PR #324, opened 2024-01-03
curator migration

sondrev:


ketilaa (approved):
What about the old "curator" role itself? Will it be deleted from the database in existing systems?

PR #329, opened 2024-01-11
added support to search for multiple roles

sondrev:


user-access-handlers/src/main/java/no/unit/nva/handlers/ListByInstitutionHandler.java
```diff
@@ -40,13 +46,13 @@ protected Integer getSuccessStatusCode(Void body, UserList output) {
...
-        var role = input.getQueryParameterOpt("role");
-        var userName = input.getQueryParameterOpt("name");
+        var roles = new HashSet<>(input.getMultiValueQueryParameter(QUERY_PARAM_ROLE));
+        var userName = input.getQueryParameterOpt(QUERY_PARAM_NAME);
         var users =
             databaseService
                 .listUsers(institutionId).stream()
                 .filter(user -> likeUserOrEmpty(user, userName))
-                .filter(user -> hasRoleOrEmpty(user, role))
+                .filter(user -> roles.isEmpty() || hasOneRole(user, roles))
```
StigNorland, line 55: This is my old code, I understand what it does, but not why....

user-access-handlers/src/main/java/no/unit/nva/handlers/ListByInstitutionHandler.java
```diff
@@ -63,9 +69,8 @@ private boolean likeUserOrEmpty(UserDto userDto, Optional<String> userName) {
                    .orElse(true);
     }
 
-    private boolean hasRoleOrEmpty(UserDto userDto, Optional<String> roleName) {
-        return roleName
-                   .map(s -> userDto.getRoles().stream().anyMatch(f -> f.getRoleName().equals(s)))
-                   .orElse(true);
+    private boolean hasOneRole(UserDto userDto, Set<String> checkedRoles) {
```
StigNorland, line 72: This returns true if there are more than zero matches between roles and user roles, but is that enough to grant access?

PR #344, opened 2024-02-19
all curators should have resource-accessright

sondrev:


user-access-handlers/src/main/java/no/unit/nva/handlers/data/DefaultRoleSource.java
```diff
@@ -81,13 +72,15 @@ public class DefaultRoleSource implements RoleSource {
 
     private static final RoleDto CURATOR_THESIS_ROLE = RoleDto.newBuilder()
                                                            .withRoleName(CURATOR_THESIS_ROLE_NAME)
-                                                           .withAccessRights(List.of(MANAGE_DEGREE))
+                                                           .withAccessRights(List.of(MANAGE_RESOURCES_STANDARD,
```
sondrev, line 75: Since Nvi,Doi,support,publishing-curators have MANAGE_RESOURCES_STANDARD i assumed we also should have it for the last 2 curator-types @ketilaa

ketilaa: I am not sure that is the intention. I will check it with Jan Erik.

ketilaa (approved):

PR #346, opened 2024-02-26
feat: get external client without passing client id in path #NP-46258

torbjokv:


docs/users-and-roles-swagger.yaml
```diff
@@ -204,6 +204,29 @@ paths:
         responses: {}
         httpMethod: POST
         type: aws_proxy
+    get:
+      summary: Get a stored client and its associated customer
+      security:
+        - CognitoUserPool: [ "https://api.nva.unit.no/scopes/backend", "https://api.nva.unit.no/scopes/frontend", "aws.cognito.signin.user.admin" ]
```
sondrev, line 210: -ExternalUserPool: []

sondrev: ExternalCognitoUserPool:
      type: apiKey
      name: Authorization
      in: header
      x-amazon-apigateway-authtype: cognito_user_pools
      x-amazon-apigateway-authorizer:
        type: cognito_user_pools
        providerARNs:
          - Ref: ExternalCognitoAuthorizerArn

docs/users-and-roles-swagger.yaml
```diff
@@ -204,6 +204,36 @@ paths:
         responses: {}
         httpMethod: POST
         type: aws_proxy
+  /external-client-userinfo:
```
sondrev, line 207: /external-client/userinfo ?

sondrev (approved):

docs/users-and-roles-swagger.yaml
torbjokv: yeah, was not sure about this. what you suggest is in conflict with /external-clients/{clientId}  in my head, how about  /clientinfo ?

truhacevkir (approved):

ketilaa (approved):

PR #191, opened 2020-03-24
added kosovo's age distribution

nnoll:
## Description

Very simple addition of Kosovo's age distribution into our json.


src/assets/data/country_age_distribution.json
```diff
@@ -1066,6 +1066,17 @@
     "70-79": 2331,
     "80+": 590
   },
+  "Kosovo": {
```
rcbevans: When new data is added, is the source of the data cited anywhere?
==
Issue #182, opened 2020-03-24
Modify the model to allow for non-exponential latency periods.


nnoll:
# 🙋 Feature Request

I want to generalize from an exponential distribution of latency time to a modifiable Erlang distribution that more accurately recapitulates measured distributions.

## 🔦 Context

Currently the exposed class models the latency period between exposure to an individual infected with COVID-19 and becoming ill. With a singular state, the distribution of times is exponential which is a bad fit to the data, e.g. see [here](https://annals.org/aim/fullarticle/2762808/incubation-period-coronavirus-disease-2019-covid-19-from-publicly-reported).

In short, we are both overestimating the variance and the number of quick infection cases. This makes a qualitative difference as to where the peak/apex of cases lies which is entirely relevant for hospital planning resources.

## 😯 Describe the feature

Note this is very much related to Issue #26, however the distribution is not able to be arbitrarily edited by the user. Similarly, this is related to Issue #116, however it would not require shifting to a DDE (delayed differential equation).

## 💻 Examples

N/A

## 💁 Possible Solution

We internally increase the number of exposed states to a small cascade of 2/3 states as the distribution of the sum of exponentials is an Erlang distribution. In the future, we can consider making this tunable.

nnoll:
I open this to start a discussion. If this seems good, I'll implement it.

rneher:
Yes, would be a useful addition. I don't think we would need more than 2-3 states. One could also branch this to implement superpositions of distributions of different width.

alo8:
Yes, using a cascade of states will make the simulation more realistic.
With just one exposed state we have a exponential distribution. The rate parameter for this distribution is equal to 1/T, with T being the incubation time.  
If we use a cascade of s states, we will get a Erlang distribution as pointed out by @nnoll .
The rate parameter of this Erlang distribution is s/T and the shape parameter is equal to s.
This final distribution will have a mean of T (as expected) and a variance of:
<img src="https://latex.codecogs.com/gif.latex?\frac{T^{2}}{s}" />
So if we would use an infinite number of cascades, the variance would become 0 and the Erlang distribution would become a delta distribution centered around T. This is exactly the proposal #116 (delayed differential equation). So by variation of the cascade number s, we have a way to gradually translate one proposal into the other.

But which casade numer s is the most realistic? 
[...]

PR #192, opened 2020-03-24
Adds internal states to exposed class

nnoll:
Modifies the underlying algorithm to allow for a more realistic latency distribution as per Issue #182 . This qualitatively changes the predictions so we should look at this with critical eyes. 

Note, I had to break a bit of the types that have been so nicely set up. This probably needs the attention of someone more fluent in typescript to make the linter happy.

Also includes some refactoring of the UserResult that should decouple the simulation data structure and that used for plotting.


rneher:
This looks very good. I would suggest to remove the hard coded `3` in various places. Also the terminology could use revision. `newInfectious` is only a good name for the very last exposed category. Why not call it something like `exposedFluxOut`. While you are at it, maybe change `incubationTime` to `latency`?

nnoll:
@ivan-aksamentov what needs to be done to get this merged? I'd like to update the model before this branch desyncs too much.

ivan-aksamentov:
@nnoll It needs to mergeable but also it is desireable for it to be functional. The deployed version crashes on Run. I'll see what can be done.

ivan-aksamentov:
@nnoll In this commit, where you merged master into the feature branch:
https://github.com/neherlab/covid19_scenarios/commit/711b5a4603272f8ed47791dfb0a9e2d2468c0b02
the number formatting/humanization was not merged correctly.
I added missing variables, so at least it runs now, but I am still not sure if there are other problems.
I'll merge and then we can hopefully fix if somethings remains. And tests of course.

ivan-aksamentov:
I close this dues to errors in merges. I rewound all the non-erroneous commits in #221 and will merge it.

→ **Task to carry out**
Look above for the line that contains "## 💻 Examples". Starting there, transcribe every line exactly until you have copied the line that contains "Modifies the underlying".

→ **Written reply**
## 💻 Examples

N/A

## 💁 Possible Solution

We internally increase the number of exposed states to a small cascade of 2/3 states as the distribution of the sum of exponentials is an Erlang distribution. In the future, we can consider making this tunable.

nnoll:
I open this to start a discussion. If this seems good, I'll implement it.

rneher:
Yes, would be a useful addition. I don't think we would need more than 2-3 states. One could also branch this to implement superpositions of distributions of different width.

alo8:
Yes, using a cascade of states will make the simulation more realistic.
With just one exposed state we have a exponential distribution. The rate parameter for this distribution is equal to 1/T, with T being the incubation time.  
If we use a cascade of s states, we will get a Erlang distribution as pointed out by @nnoll .
The rate parameter of this Erlang distribution is s/T and the shape parameter is equal to s.
This final distribution will have a mean of T (as expected) and a variance of:
<img src="https://latex.codecogs.com/gif.latex?\frac{T^{2}}{s}" />
So if we would use an infinite number of cascades, the variance would become 0 and the Erlang distribution would become a delta distribution centered around T. This is exactly the proposal #116 (delayed differential equation). So by variation of the cascade number s, we have a way to gradually translate one proposal into the other.

But which casade numer s is the most realistic? 
[...]

PR #192, opened 2020-03-24
Adds internal states to exposed class

nnoll:
Modifies the underlying algorithm to allow for a more realistic latency distribution as per Issue #182 . This qualitatively changes the predictions so we should look at this with critical eyes. 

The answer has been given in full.